__Required work__
Using the records below, locate all lines containing "interpolation" and return them.
*** Dataset excerpts ***
PR #704, opened 2019-11-14
Halo profiles

damonge:
Addresses #668 
Incidentally, it also
Closes #217

PR #720, opened 2020-01-07
Array resampling

damonge:
this implements a python-level routine to resample arrays through interpolation.

This is part of #704

### DIFF
--- a/pyccl/pyutils.py
+++ b/pyccl/pyutils.py
@@ -7,6 +7,13 @@ import functools
 import warnings
 import numpy as np
 
+extrap_types = {'none': lib.f1d_extrap_0,
+                'constant': lib.f1d_extrap_const,
+                'linx_liny': lib.f1d_extrap_linx_liny,
+                'linx_logy': lib.f1d_extrap_linx_logy,
+                'logx_liny': lib.f1d_extrap_logx_liny,
+                'logx_logy': lib.f1d_extrap_logx_logy}
+
 
 def check(status, cosmo=None):
     """Check the status returned by a ccllib function.
@@ -282,6 +289,28 @@ def _vectorize_fn4(fn, fn_vec, cosmo, x, a, d, returns_status=True):
     # Check result and return
     check(status, cosmo_in)
     return f
+
+
+def resample_array(x_in, y_in, x_out,
+                   extrap_lo='none', extrap_hi='none',
+                   fill_value_lo=0, fill_value_hi=0):
+    if extrap_lo not in extrap_types.keys():
+        raise ValueError("'%s' is not a valid extrapolation type. "
+                         "Available options are: %s"
+                         % (extrap_lo, extrap_types.keys()))
+    if extrap_hi not in extrap_types.keys():
+        raise ValueError("'%s' is not a valid extrapolation type. "
+                         "Available options are: %s"
+                         % (extrap_hi, extrap_types.keys()))
+
+    status = 0
+    y_out, status = lib.array_1d_resample(x_in, y_in, x_out,
+                                          fill_value_lo, fill_value_hi,
+                                          extrap_types[extrap_lo],
+                                          extrap_types[extrap_hi],
+                                          x_out.size, status)
+    check(status)
+    return y_out
 
 
 def deprecated(new_function=None):
--- a/pyccl/pyutils.py
+++ b/pyccl/pyutils.py
@@ -294,6 +294,26 @@ def _vectorize_fn4(fn, fn_vec, cosmo, x, a, d, returns_status=True):
 def resample_array(x_in, y_in, x_out,
                    extrap_lo='none', extrap_hi='none',
                    fill_value_lo=0, fill_value_hi=0):
+    """ Interpolates an input y array onto a set of x values.
+
+    Args:
+        x_in (array_like): input x-values.
+        y_in (array_like): input y-values.
+        x_out (array_like): x-values for output array.
+        extrap_lo (string): type of extrapolation for x-values below the
+            range of `x_in`. 'none' (for no interpolation), 'constant',
+            'linx_liny' (linear in x and y), 'linx_logy', 'logx_liny' and
+            'logx_logy'.
+        extrap_hi (string): type of extrapolation for x-values above the
+            range of `x_in`.
+        fill_value_lo (float): constant value if `extrap_lo` is
+            'constant'.
+        fill_value_hi (float): constant value if `extrap_hi` is
+            'constant'.
+    Returns:
+        array_like: output array.
+    """
+
     if extrap_lo not in extrap_types.keys():
         raise ValueError("'%s' is not a valid extrapolation type. "
                          "Available options are: %s"
--- a/src/ccl_correlation.c
+++ b/src/ccl_correlation.c
@@ -70,7 +70,9 @@ static void ccl_tracer_corr_fftlog(ccl_cosmology *cosmo,
 
   //Interpolate input Cl into array needed for FFTLog
   ccl_f1d_t *cl_spl=ccl_f1d_t_new(n_ell,ell,cls,cls[0],0,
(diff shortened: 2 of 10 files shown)


pyccl/pyutils.py
```diff
@@ -284,6 +291,28 @@ def _vectorize_fn4(fn, fn_vec, cosmo, x, a, d, returns_status=True):
     return f
 
 
+def resample_array(x_in, y_in, x_out,
+                   extrap_lo='none', extrap_hi='none',
+                   fill_value_lo=0, fill_value_hi=0):
```
beckermr: Doc string.

src/ccl_correlation.c
```diff
@@ -69,31 +69,20 @@ static void ccl_tracer_corr_fftlog(ccl_cosmology *cosmo,
...
+  ccl_f1d_t *cl_spl=ccl_f1d_t_new(n_ell,ell,cls,cls[0],0,
+				  ccl_f1d_extrap_const,ccl_f1d_extrap_logx_logy);
   if(cl_spl==NULL) {
     free(l_arr);
     free(cl_arr);
     *status=CCL_ERROR_MEMORY;
-    ccl_cosmology_set_status_message(cosmo, "ccl_correlation.c: ccl_tracer_corr_fftlog ran out of memory\n");
+    ccl_cosmology_set_status_message(cosmo,
+				     "ccl_correlation.c: ccl_tracer_corr_fftlog "
+				     "ran out of memory\n");
```
beckermr: Wrong error string.

src/ccl_correlation.c
```diff
@@ -213,19 +184,14 @@ static void ccl_tracer_corr_bessel(ccl_cosmology *cosmo,
...
-  #pragma omp parallel default(none) \
-                       shared(cosmo, status, wtheta, n_ell, ell, cls, \
-                              corr_type, cl_spl, theta, n_theta) \
-                       private(w, F, result, eresult, local_status, ith, \
-                               gslstatus, cp)
+#pragma omp parallel default(none)				      \
+  shared(cosmo, status, wtheta, n_ell, ell, cls,		      \
+	 corr_type, cl_spl, theta, n_theta)				\
+  private(w, F, result, eresult, local_status, ith,			\
+	  gslstatus, cp)
```
beckermr: Please preserve the visual spacing here.

src/ccl_correlation.c
```diff
@@ -271,7 +224,8 @@ static void ccl_tracer_corr_bessel(ccl_cosmology *cosmo,
         //TODO: Split into intervals between first bessel zeros before integrating
         //This will help both speed and accuracy of the integral.
         gslstatus = gsl_integration_qag(&F, 0, cosmo->spline_params.ELL_MAX_CORR, 0,
-                                        cosmo->gsl_params.INTEGRATION_EPSREL, cosmo->gsl_params.N_ITERATION,
+                                        cosmo->gsl_params.INTEGRATION_EPSREL,
+					cosmo->gsl_params.N_ITERATION,
```
beckermr: spacing is weird.

src/ccl_correlation.c
```diff
@@ -390,10 +333,9 @@ static void ccl_tracer_corr_legendre(ccl_cosmology *cosmo,
   }
 
   int local_status, i_L;
-
 #pragma omp parallel default(none) \
-                     shared(cosmo, theta, cl_arr, wtheta, n_theta, status, corr_type) \
-                     private(Pl_theta, i, i_L, local_status)
+  shared(cosmo, theta, cl_arr, wtheta, n_theta, status, corr_type)	\
+  private(Pl_theta, i, i_L, local_status)
```
beckermr: again spacing

src/ccl_f1d.c
```diff
@@ -30,26 +32,124 @@ ccl_f1d_t *ccl_f1d_t_new(int n,double *x,double *y,double y0,double yf)
...
+    spl->der_lo = (y[1]-y[0])/(x[1]-x[0]);
+  }
+  else if(spl->extrap_lo_type == ccl_f1d_extrap_linx_logy) {
+    spl->der_lo = log(y[1]/y[0])/(x[1]-x[0]);
+  }
+  else if(spl->extrap_lo_type == ccl_f1d_extrap_logx_liny) {
+    spl->der_lo = (y[1]-y[0])/log(x[1]/x[0]);
+  }
+  else if(spl->extrap_lo_type == ccl_f1d_extrap_logx_logy) {
+    spl->der_lo = log(y[1]/y[0])/log(x[1]/x[0]);
```
beckermr: Do we want to let divide by zero errors just go through here, or should we attempt to catch them?

pyccl/pyutils.py
damonge: Done

src/ccl_correlation.c
damonge: This was the automatic spacing emacs gave me. I've gone back to the previous one.

src/ccl_correlation.c
damonge: Done

src/ccl_correlation.c
damonge: Done

src/ccl_f1d.c
damonge: Caught

damonge:
Thanks. Back to you @beckermr !

src/ccl_f1d.c
```diff
@@ -12,44 +12,168 @@
...
+  else if(spl->extrap_hi_type == ccl_f1d_extrap_logx_logy) {
+    if((y[n-1]*y[n-2]<=0) || (x[n-1]*x[n-2]<=0))
+      *status=CCL_ERROR_SPLINE;
+    else
+      spl->der_hi = log(y[n-1]/y[n-2])/log(x[n-1]/x[n-2]);
+  }
+  else // No extrapolation
+    spl->der_hi = 0;
   return spl;
 }
```
beckermr: Do we need to do anything with status above before we return here?

damonge: Actually I've changed things. Now instead of changing the status, the extrapolator is set to "no extrapolation", so that, if extrapolation is ever needed, an error will be thrown.

damonge: This is because often extrapolation won't be possible because of wrong edges, but it's also never needed anyway (it happens in some of the correlation function tests)

beckermr: Yikes this feels a bit too clever. It is not wrong, but I can see this causing an MCMC chain to fail right in the middle. I think maybe this is not the best idea.

damonge: Humm, not sure why this is a problem (this is exactly the same behaviour that `ccl_correlation.c` had before).
1- Code initalizes this through CCL with some extrapolation option
2- CCL realizes that this extrapolation is not possible and defaults to "no extrapolation"
3- At some point the MCMC asks CCL to extrapolate, and CCL throws an error.

Why is this more dangerous than CLASS failing?

beckermr: Well if someone is asking for log interp but the bin limits are <=0, then that is an actual bug/problem. We should fail immediately instead of letting the error go along silently in the hopes we do not hit it. It is a matter if principle.

damonge: These flags only apply to extrapolation, not interpolation. So we will fail only if extrapolation is ever needed. I think this is right, but I can change it to the previous option if you prefer.

beckermr: Yeah I think it should fail ASAP. People should have to think about this.

damonge: OK, done.
To get back to your initial question: I don't think we need to do anything there, the status gets checked after initializing these structures in ccl_tracers and ccl_correlation.

src/ccl_correlation.c
beckermr: please turn off tabs! ;p

damonge:
Great, thanks! I'll wait for the tests to pass.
*** End of Dataset excerpts ***
__Expected output__
this implements a python-level routine to resample arrays through interpolation.
+            range of `x_in`. 'none' (for no interpolation), 'constant',
damonge: These flags only apply to extrapolation, not interpolation. So we will fail only if extrapolation is ever needed. I think this is right, but I can change it to the previous option if you prefer.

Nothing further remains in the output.